Pero suele ocurrir que, a pesar de atender en primer lugar a la persona que realmente necesita mi ayuda y de que establezco una buena alianza terapéutica con la misma para comenzar con la terapia, su compañero o compañera (casi siempre compañera, vuelvo a repetir) insiste en que conozca su punto de vista. Esto es muy interesante, pues ofrece una información muy útil de cómo es realmente el problema, pues con la versión exclusivamente del cliente siempre nos quedamos con un punto de vista, en el fondo, parcial del mismo. El problema suele ocurrir cuando esta versión que nos quiere ofrecer esta persona compañera se centra en exclusiva en cómo le afecta a ella el problema del cliente.
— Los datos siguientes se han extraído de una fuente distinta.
PR #5050, opened 2022-07-15
split bundles based on routes

TheTrio:
This is [one of the recommendations on the official documentation](https://reactjs.org/docs/code-splitting.html#route-based-code-splitting). It means that the user only downloads the code of the routes they actually visit.

I've also had to change the default export in the course creator file because dynamic imports don't support named exports.


ragesoss:
Do you notice any differences in user experience with this change, locally?

What user experience changes should we expect in production (where some pages may load more slowly than similar ones in your development environment do)?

En el fondo me suelen “utilizar” como desahogo y se presentan como una víctima de los males del cliente.
En estas situaciones es cuando aprovecho no solamente para hacer ver a esta persona compañera qué es lo que realmente está pasando mi cliente, cosa que suele ser desconocida por ella, centrada en las “molestias” que ocasiona y no en los motivos de las mismas, sino que también procuro buscar una nueva alianza con ella, basándome en:
- Su mejoría le ayudará a ella también.
- Sus problemas le afectarán.
- En la recuperación tiene que participar inevitablemente.
- Ella puede formar parte del problema.
- Ella es parte fundamental de la solución.
Recientemente, tras mantener una conversación de éste tipo con una señora muy preocupada por su marido y tras explicarle por mi parte cómo veía yo el problema, ella llegó a decirme “pobrecito, no sabía que estuviera pasando por eso”. Esa fue la frase que me motivó a escribir estas líneas. Me llamó poderosamente la atención el desconocimiento que solemos tener de los sentimientos y de las vivencias de las personas que nos rodean. Unas veces es debido a que éstas personas no saben expresar por lo que están pasando, no son capaces de compartirlo ni siquiera con sus seres más queridos. Pero otras veces se debe a un ocultamiento intencionado, por múltiples motivos que no vienen ahora al caso. Lo que quiero destacar ahora sobre todo esto es ese descubrimiento, esa revelación que hace el psicólogo ante esa persona que convive con su cliente y del que no era consciente de lo mal que lo estaba pasando. “¿Y sólo con una visita has llegado hasta tanto?”, me suelen decir. Si, parece magia, pero evidentemente, no lo es. La imagen de experto, el ambiente de intimidad, la constatación de que existe una complicidad para descubrir y resolver el problema, la alianza entre ambos para luchar, y sobre todo, el conocimiento previo de casos similares, hacen que esa magia se materialice. Luego viene la lucha diaria, el subir los escalones uno a uno, el saber mirar hacia atrás para comprobar los progresos, el ser consciente de que habrá caídas y nuevos comienzos … Todo ello es el día a día de nuestro trabajo, el de ambos, psicólogo y cliente. Un trabajo estimulante para el primero, duro para el segundo, pero que si consigue su objetivo a ambos les enriquecerá, sobre todo al psicólogo, que adquirirá nuevas experiencias para su siguiente caso.